# Hand and Position Model

This model will be similar to the previous one, but the vectors in the sequences will also include the pitch and position data from the at bat.  

### Data
First, the new example vectors need to be created.  The y tensor is exactly the same, but extra work needs to be done to create X.

In [10]:
import pickle
import numpy as np
 
full_data = [] 
year = 2016
for m in [3,4,5,6,7,8]:
    fn = "../data/pitches_{}_{}.p".format(year, m)
    seqs = pickle.load(open(fn, "rb"))
    full_data += seqs

cleaned_data = [] # no 0 or 1 length sequences. 
longest_seq = 0
empties_or_single = 0
pitch_types = set()
pos_types   = set()

for line in full_data:
    if(len(line[1]) > longest_seq): longest_seq = len(line[1])
    if(len(line[1]) <= 1): 
        empties_or_single += 1
    else:
        cleaned_data.append(line)
        pos_types.add(line[0][2]) 
        for p in line[1]: # the seq is the second element, first is the feature vector
            pitch_types.add(p)

print("longest sequence length: {}\nempties: {}\ntotal (clean): {}\npitch types: {}".format(longest_seq, 
                                                                                            empties_or_single,
                                                                                            len(cleaned_data),
                                                                                            len(pitch_types)))

print("pos types: {}".format(len(pos_types)))
# Saving the cleaned data to a pickle to make it easier to work with the other models. 
pickle.dump(cleaned_data, open("../data/pitches_full_{}.p".format(year), "wb"))
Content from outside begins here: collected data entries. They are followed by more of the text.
Issue #1775, opened 2019-09-05
Input metadata manifest json


cshamis:
Does not formulate the permalink URL from the workspace url prefix.  Just gives the user the workspace ID.  

So, that kinda stinks.

JohnPTobe:
I added some code to test this and from what I can tell this shouldn't have been working at all because of a bug in determining if the seed manifest has INPUT_METADATA_MANIFEST as an input.

JohnPTobe:
After fixing that bug, here is what I get for the json:
`

{
	"JOB": {
		"input_2": [{
			"id": 1,
			"file_name": "my_test_file.txt",
			"workspace": {
				"id": 22,
				"name": "test-workspace-22"
			},
			"data_type_tags": [],
			"media_type": "text/plain",
			"file_type": "SOURCE",
			"file_size": 100,
			"file_path": "path/1/file1.txt",
			"is_deleted": false,
			"url": "http://test.com/path/1/file1.txt",
			"created": "2019-09-06T14:46:24.891612Z",
			"deleted": null,
			"data_started": null,
			"data_ended": null,
			"source_started": null,
			"source_ended": null,
			"source_sensor_class": null,
			"source_sensor": null,
			"source_collection": null,
			"source_task": null,
			"last_modified": "2019-09-06T14:46:24.891636Z",
			"geometry": null,
			"center_point": null,
			"countries": [],
			"job_type": null,
			"job": null,
			"job_exe": null,
			"job_output": null,
			"recipe_type": null,
			"recipe": null,
			"recipe_node": null,
			"batch": null,
			"is_superseded": false,
			"superseded": null,
			"meta_data": {}
		}],
		"input_3": [{
			"id": 2,
			"file_name": "my_test_file.txt",
			"workspace": {
				"id": 22,
				"name": "test-workspace-22"
			},
			"data_type_tags": [],
			"media_type": "text/plain",
			"file_type": "SOURCE",
			"file_size": 100,
			"file_path": "path/2/file2.txt",
			"is_deleted": false,
			"url": "http://test.com/path/2/file2.txt",
			"created": "2019-09-06T14:46:24.901146Z",
			"deleted": null,
			"data_started": null,
			"data_ended": null,
			"source_started": null,
			"source_ended": null,
			"source_sensor_class": null,
			"source_sensor": null,
			"source_collection": null,
			"source_task": null,
			"last_modified": "2019-09-06T14:46:24.901175Z",
			"geometry": null,
			"center_point": null,
[...]

PR #1776, opened 2019-09-06
#1775 - Input metadata manifest json

JohnPTobe:
##### Checklist

- [x] `manage.py test` passes
- [x] tests are included

### Affected app(s)
- job

### Description of change
Fixing input metadata manifest so clint can actually write new publishers.

### DIFF
--- a/scale/job/data/job_data.py
+++ b/scale/job/data/job_data.py
@@ -328,7 +328,7 @@ class JobData(object):
                 env_var_name = normalize_env_var_name(file_input.name)
                 if file_input.name not in interface.parameters:
                     logger.warning("File input %s not specified in interface %s" % (file_input.name, interface))
-                if interface.parameters[file_input.name].multiple:
+                if file_input.name in interface.parameters and interface.parameters[file_input.name].multiple:
                     # When we have input for multiple files, map in the entire directory
                     env_vars[env_var_name] = os.path.join(SCALE_JOB_EXE_INPUT_PATH, file_input.name)
                 else:
--- a/scale/job/management/commands/scale_pre_steps.py
+++ b/scale/job/management/commands/scale_pre_steps.py
@@ -123,7 +123,8 @@ class Command(BaseCommand):
                                                    input_data.values[i].file_ids]
 
         logger.debug("Scale Input Metadata Manifest Generated:")
-        logger.debug(input_metadata)
+        log_str = json.dumps(input_metadata, sort_keys=True, indent=4, separators=(',', ': '))
+        logger.debug(log_str)
 
         try:
             with open(SCALE_INPUT_METADATA_PATH, 'w') as metadata_file:
--- a/scale/job/management/commands/scale_pre_steps.py
+++ b/scale/job/management/commands/scale_pre_steps.py
@@ -107,6 +107,7 @@ class Command(BaseCommand):
         # Generate input metadata dict
         input_metadata = {}
         config = job_exe.get_execution_configuration()
+        print config.get_dict()
         if 'input_files' in config.get_dict():
             input_metadata['JOB'] = {}
             input_data = job_exe.job.get_input_data()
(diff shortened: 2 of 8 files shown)


scale/job/data/job_data.py
```diff
@@ -328,7 +328,7 @@ def get_injected_env_vars(self, input_files, interface):
                 env_var_name = normalize_env_var_name(file_input.name)
                 if file_input.name not in interface.parameters:
```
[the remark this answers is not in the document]
JohnPTobe: I ran into this bug while testing.  I think it's good as is. It's perfectly fine to have extra files that aren't specified in the interface and we need to handle that so no need for an error.  Also, I believe normally data should be sanitized elsewhere to throw out extra parameters so I don't think this is an issue in practice, I just added this so my tests would work without too much more effort.

JohnPTobe:
Yes, I added tests to ensure the metadata is produced.  The public url is present as long as the workspace has a base url.  I put a sample generated json file made with the test I added in the issue.

scale/job/management/commands/scale_pre_steps.py
```diff
@@ -126,8 +126,12 @@ def _generate_input_metadata(self, job_exe):
                     input_metadata['RECIPE'][i] = [serialize(ScaleFile.objects.get_details(file_id=f)).data for f in
                                                    input_data.values[i].file_ids]
 
-        workspace_names = config.get_input_workspace_names()
-        workspace_models = {w.name: w for w in Workspace.objects.get_workspaces(names=workspace_names)}
+        name = job_exe.job.get_job_configuration().get_output_workspace('input_metadata_manifest')
```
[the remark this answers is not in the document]
gisjedi: Based on our discussion we can remove the use of output workspace.

scale/job/management/commands/scale_pre_steps.py
```diff
@@ -143,17 +147,16 @@ def _generate_input_metadata(self, job_exe):
...
-                        if not input_metadata_id:
-                            ScaleFile.objects.upload_files(workspace, [FileUpload(scale_file, local_path)])
-                            input_metadata_id = ScaleFile.objects.get(file_name=file_name).id
-                            data = job_exe.job.get_job_data()
-                            data.add_file_input('INPUT_METADATA_MANIFEST', input_metadata_id)
-                            job_exe.job.input = data.get_dict()
-                            job_exe.job.save()
-                    except:
-                        continue
+                try:
```
gisjedi: Should be able to remove this entire block as uploading the metadata won't be necessary.

scale/job/seed/manifest.py
```diff
@@ -417,7 +417,10 @@ def needs_input_metadata(self):
         :rtype: bool
         """
 
-        return 'INPUT_METADATA_MANIFEST' in self.get_input_files()
```
gisjedi: We can entirely remove the needs_input_metadata check against the manifest. May still want evaluation for if no input at all exists. As long is it can create empty metadata json, we are good.

JohnPTobe: done

JohnPTobe:
Ok, I'm happy with these changes. Mike can proceed with testing these and once his test passes we should be good.

scale/job/management/commands/scale_pre_steps.py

# Creating X - padded sequences of one-hots. Need a dictionary of pitch types to an index.
pitch_map = {
    'KC': 0,
    'CH': 1,
    'SL': 2,
    'SI': 3,
    'FO': 4,
    'FS': 5,
    'CU': 6,
    'PO': 7,
    'KN': 8,
    'FF': 9,
    'EP': 10,
    'IN': 11,
    'SC': 12,
    'FT': 13,
    'FC': 14,
    'UN': 15
}

MAX_LENGTH = longest_seq
NUM_EXTRA_FEATURES = 3 # pitcher hand, batter hand, batter pos

def create_onehot_with_features(seq):
    ret = []
    i = 0
    for p in seq[1]:
        p_oh = np.zeros((len(pitch_map),), dtype=np.float32)
        p_oh[pitch_map[p]] = 1.0
        ret.append(p_oh)
        i += 1
    for j in range(i, MAX_LENGTH):# Pad to length. 
        ret.append(np.zeros((len(pitch_map),), dtype=np.float32))
    return ret

def create_target(seq):
    ret = []
    i = 0
    for p in seq[1][1:]:
        ret.append(pitch_map[p])
        i += 1
    for j in range(i, MAX_LENGTH):
        ret.append(0)
    return ret

X_full = [] # Sequences of onehots.
y_full = [] # index of correct pitch in the one-hot, starting at X[1]
for line in cleaned_data:
    X_full.append(create_onehot_with_features(line))
    y_full.append(create_target(line))

print(pos_types)
    
# these should be 18. Nice.
print(len(X_full[0]), len(X_full[0]))

longest sequence length: 18
empties: 13757
total (clean): 110216
pitch types: 16
pos types: 125
{'2B-SS', 'PR-1B', '3B-2B', 'SS-RF', 'PH-SS', '2B-P', 'C', 'PR-1B-2B', 'SS-LF', 'C-LF', 'CF-1B', 'PR-LF-CF', 'PH-1B-2B', 'PR-LF', 'PH-LF', 'LF-2B', 'PH-3B', 'DH-1B', '2B-RF', 'PH-RF-LF', 'RF-LF-CF', 'RF-3B', '2B-LF-3B', 'PR-DH-3B', 'RF-CF', 'P', '1B', 'DH', 'LF-1B', 'LF-RF', 'RF-LF-1B', 'PH-2B-1B', 'RF-LF-3B', '3B-LF', '3B-SS', 'PR-SS', 'CF-LF-CF', 'SS-3B-SS', '2B-3B-LF', 'CF-SS', 'PH-DH-RF', 'PR-DH', 'PH-LF-CF', 'PH-1B', '1B-LF', 'DH-2B', 'LF-P-LF-P', 'SS-1B', '3B-1B', '2B', '3B-1B-3B', '3B-RF-3B', 'P-LF-P', 'SS-2B', '1B-2B', 'DH-C', 'LF-CF-LF', 'PH-1B-LF', 'CF-2B', '1B-CF', 'LF-3B', 'DH-3B', 'PR-3B-1B', 'CF-RF', 'LF', 'LF-SS', '1B-P', 'RF-1B-LF', '2B-LF-RF', 'SS-P', '2B-1B', 'LF-1B-LF', 'PH-DH-2B', '1B-RF', 'PH-3B-1B', 'PR-CF', 'RF-2B', 'DH-LF', 'RF-SS', 'PH-C', '3B-2B-LF', 'LF-CF', '3B-CF', '2B-LF', 'PH-RF', 'PR-RF-CF', 'CF-LF', '3B-P', 'DH-SS', 'CF-3B', '3B', 'DH-RF', 'PR-RF', 'C-1B', '1

Woa! Lot more positions than I was anticipating.  Looks like they allow for multiple positions.  I think I can still handle this, but the positions feature will have to be a one-hot of all the individual positions, and a batters pos vector would contain a value for each position listed.  These could be normalized, even. 

In [11]:
simple_poss = set()

for p in pos_types:
    p_split = p.split("-")
    for i in p_split:
        simple_poss.add(i)
# This should look like just the regular list of positions. 
print(simple_poss)

{'PR', '3B', '2B', 'P', 'C', '1B', 'DH', 'SS', 'PH', 'CF', 'RF', 'LF'}


### Model
I feel like there is an issue with just extending the tensor that goes from cell to cell in the RNN.  If at each iteration, we get an output that represents the logits for each feature in the feature vector, whats to stop the network from just predicting the handedness and position at each step, because it never changes?

Is there a way to restrict the calculation of the logits to just the 16 pitch outputs?  Could I make the input be the 16+3 vector, make the internals output 16, and the next input would be output+3features?